How to configure url mapping in web.xml to restrict access?

Question

I have few pages in following structure.

--Project
  |---WebContect
      |----Admin/ *
      |----Author/ * 
      |----Readonly/ * 
      |----Index.jsp

I want to restrict the user from accessing Pages under Admin,Author and Readonly. I don't want anybody to access these pages. And if somebody tries to do so, should be redirected to index.jsp.
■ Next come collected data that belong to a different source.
PR #15476, opened 2026-08-22
docs(auth): clarify password storage and length limits

joshtrichards:
### ☑️ Resolves

N/A - prompted by a question about the ambiguity of the existing documentation [on the forum](https://help.nextcloud.com/t/encrypting-passwords-instead-of-hashing/248436) along with my recurring own need to refer to the code and/or notes in this area.

### Summary

Clarifies password storage, authentication-token storage, and password-length guidance in the server hardening documentation.

The existing text can be interpreted as saying that Nextcloud stores account passwords using reversible encryption instead of standard password hashing. In practice, these are separate mechanisms:

- The built-in database user backend stores a salted, one-way account-password hash, preferring Argon2id when supported by PHP and falling back to Argon2i or bcrypt.
- Authentication tokens are represented in the database by a hash derived from the token and the instance-specific secret.
- When `auth.storeCryptedPassword` is enabled and the login password is available, a separate, reversibly encrypted copy may be stored in the server-side record associated with an authentication token.

The documentation now distinguishes those representations and explains why a recoverable copy may exist, how it is protected, and the security consequences of a combined token, configuration, and database compromise.

It also clarifies that:

- The authentication token itself does not contain the login password.
- Passwordless and some SSO-generated token records may not contain a recoverable password.
- Administrators can disable recoverable password storage with `auth.storeCryptedPassword`, subject to the documented functional consequences.
- External user backends control their own account-password storage and verification.
- Standard Nextcloud interfaces accept account passwords up to 469 bytes.
- The 214-byte RSA-key threshold is a token-encryption performance consideration, not a password-length limit.
- Bcrypt's 72-byte input behavior is specific to bcrypt and is not a general Nextcloud password-length limit.
- Passwords for public link and mail shares are handled separately from token-associated password storage.

Related implementation follow-up:

- ~~nextcloud/server#54091~~ nextcloud/server#63806 documents the `auth.storeCryptedPassword` configuration parameter specifically
- Somewhat dependent on nextcloud/server#63804, but technically speaking the 214-byte limit is accurate either way; that PR is more about correcting an internal implementation discrepancy.

### TODO

- [ ] Backport to v35-v34
- [ ] Determine whether safe to backport to v33 based on implementation details (I think so but have not verified)
- [ ] Decide whether to bother backporting to v32

### ✅ Checklist

### DIFF
--- a/admin_manual/installation/harden_server.rst
+++ b/admin_manual/installation/harden_server.rst
@@ -100,14 +100,49 @@ impact depends on the data and capabilities available to the actor:
   way to recover the password. However, password hashes must still be protected
   against offline password-guessing attacks.
 
-Limit on password length
-^^^^^^^^^^^^^^^^^^^^^^^^
+.. _password_length_limits:
 
-Nextcloud uses the bcrypt algorithm, and thus for security and performance
-reasons, e.g. Denial of Service as CPU demand increases exponentially, it only
-verifies the first 72 characters of passwords. This applies to all passwords
-that you use in Nextcloud: user passwords, passwords on link shares, and
-passwords on external shares.
+Password Length Limits
+^^^^^^^^^^^^^^^^^^^^^^
+
+Nextcloud accepts account passwords of up to 469 bytes through its standard
+account-creation, password-change, and password-reset interfaces. This is the
+maximum account-password length enforced by these interfaces. Because the
+limit is measured in bytes, a password containing multibyte characters (such as
+emojis or characters from non-Latin scripts) may reach the limit with fewer than
+469 characters.
+
+Administrators can use the :doc:`Password Policy app </configuration_user/user_password_policy>`
+to configure requirements such as a minimum password length and other
+complexity rules. External user backends may impose additional or different
+requirements.
+
+The following implementation details do not reduce the general password limits,
+but they are relevant when selecting a password policy:
+
+Token Encryption Performance
+    When ``auth.storeCryptedPassword`` is enabled and an account password is
+    longer than 214 bytes, Nextcloud uses a larger RSA key when creating
+    authentication-token records. This increases token-generation overhead, but
+    does not prevent passwords between 214 and 469 bytes from being accepted.
+    The 214-byte threshold is therefore a performance consideration, not a
+    password-length limit.
+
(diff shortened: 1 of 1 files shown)


admin_manual/installation/harden_server.rst
```diff
@@ -14,15 +14,91 @@ in a Linux environment.
...
+
+The authentication token itself does not contain the login password. For each
+token record, Nextcloud generates a separate RSA key pair. The login password
+is encrypted with the record's public key, while the corresponding private key
+is encrypted using the authentication token together with the
+instance-specific ``secret`` from ``config.php``. The token and instance secret
+are therefore required to decrypt the password stored in that token record.
+
+The recoverable copy is used by features that require the login credentials,
+such as connecting to external storage, configuring mail accounts, and
```
tflidd, line 72: I would put this part first for clarification. I was first thinking about the Nextcloud user password, why it needs to be store, if this is for the server-side encryption etc.

come-nc (approved):

admin_manual/installation/harden_server.rst
```diff
@@ -14,15 +14,91 @@ in a Linux environment.
...
+when no password or equivalent user secret is available, as can occur with
+some SSO or passwordless authentication flows. Existing token records can also
+remain without a stored password until Nextcloud receives the password during
+a later login or password update.
+
+Administrators can disable this behavior with
+``auth.storeCryptedPassword``. Disabling it does not affect the one-way
+account-password hash used by the built-in user backend, but features that
+require recovery of the login password may no longer work. Password changes
+made directly in an external user backend might also no longer automatically
```
artonge, line 83: > might also no longer automatically

There are a lot of incertitude in this PR. This is one example. It would be better to fact check them to be able to provide a more solid documentation. But I know it takes time 🙈

admin_manual/installation/harden_server.rst
joshtrichards: Done / improved.

admin_manual/installation/harden_server.rst
joshtrichards: Good point. Done / attempted.

tflidd (approved):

The easiest solution that come in my mind is using a Filter, but I am trying to find if its possible to do using web.xml.

Answer 1

If you want that nobody is able to access those pages directly, just put them in /WEB-INF folder.

Project
 `-- WebContect
      |-- WEB-INF
      |    |-- Admin
      |    |-- Author
      |    `-- Readonly
      `-- Index.jsp

This way the pages are not publicly accessible, but only by a servlet which performs a forward. When the enduser attempts to access it directly, all he will get is a HTTP 404 error.

An alternative is configuring a role-less <security-constraint>.

<security-constraint>
    <display-name>Restrict direct access to certain folders</display-name>
    <web-resource-collection>
        <web-resource-name>Restricted folders</web-resource-name>
        <url-pattern>/Admin/*</url-pattern>
        <url-pattern>/Author/*</url-pattern>
        <url-pattern>/Readonly/*</url-pattern>
    </web-resource-collection>
    <auth-constraint />
</security-constraint>

When the enduser attempts to access them, all he will get is a HTTP 403 error.

Either way, it isn't possible to redirect the enduser to index.jsp this way. Only a Filter can do that. You could configure the index.jsp as error page location for 404 or 403

<error-page>
    <error-code>404</error-code>
    <location>/index.jsp</location>
</error-page>

But this would cover all 404's (or 403's), not sure if that is what you want.